ENTRIES PROVIDED:
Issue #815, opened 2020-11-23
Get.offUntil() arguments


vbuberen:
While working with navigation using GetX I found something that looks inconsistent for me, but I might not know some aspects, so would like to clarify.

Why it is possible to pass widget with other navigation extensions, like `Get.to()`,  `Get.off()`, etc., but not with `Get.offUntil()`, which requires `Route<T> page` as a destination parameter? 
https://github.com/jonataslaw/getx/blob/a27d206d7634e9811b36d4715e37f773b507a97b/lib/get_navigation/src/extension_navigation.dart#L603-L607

==

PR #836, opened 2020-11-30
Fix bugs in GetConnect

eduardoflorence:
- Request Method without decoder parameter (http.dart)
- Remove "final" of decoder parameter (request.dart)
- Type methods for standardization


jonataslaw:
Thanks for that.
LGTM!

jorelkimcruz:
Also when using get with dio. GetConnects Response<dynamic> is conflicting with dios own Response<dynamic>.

--

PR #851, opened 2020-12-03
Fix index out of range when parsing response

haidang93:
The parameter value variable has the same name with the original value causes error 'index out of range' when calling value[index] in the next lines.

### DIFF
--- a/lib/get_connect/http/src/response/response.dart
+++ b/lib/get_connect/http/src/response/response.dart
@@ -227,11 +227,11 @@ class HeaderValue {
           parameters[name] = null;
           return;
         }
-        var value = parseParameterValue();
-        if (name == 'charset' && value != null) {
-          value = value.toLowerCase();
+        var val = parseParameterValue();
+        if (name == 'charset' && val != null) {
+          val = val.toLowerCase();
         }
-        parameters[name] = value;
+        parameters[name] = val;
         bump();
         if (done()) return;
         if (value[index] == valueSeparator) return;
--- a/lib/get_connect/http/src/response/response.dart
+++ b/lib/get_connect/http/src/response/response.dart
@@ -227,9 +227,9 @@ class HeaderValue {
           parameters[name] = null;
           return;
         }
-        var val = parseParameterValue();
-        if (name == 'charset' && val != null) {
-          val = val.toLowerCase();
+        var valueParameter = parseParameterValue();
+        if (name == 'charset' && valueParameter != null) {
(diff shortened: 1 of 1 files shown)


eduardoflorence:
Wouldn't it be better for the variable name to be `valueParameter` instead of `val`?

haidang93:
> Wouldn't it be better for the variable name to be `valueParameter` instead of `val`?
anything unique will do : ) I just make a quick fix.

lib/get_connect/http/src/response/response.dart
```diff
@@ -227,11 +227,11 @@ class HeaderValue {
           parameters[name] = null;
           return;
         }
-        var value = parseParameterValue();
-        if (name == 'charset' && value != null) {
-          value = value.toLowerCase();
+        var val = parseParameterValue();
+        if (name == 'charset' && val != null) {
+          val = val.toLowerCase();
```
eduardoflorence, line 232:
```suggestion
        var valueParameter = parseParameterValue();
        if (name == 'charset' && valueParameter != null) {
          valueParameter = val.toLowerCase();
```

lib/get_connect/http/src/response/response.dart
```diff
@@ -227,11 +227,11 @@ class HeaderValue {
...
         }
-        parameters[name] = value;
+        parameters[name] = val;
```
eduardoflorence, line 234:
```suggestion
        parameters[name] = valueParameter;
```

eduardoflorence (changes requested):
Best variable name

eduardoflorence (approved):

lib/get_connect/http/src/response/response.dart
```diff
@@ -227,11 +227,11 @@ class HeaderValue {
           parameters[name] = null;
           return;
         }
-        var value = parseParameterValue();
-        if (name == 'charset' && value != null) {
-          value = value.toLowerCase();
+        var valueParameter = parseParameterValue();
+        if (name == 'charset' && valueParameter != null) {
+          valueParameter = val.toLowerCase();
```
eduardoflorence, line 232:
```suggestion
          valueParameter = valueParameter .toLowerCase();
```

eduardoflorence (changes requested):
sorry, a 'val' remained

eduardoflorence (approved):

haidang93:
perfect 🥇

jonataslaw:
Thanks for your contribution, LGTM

ABOUT THIS EXERCISE: Gather all lines from the records above in which "LGTM" appears.

EXERCISE OUTPUT:
LGTM!
Thanks for your contribution, LGTM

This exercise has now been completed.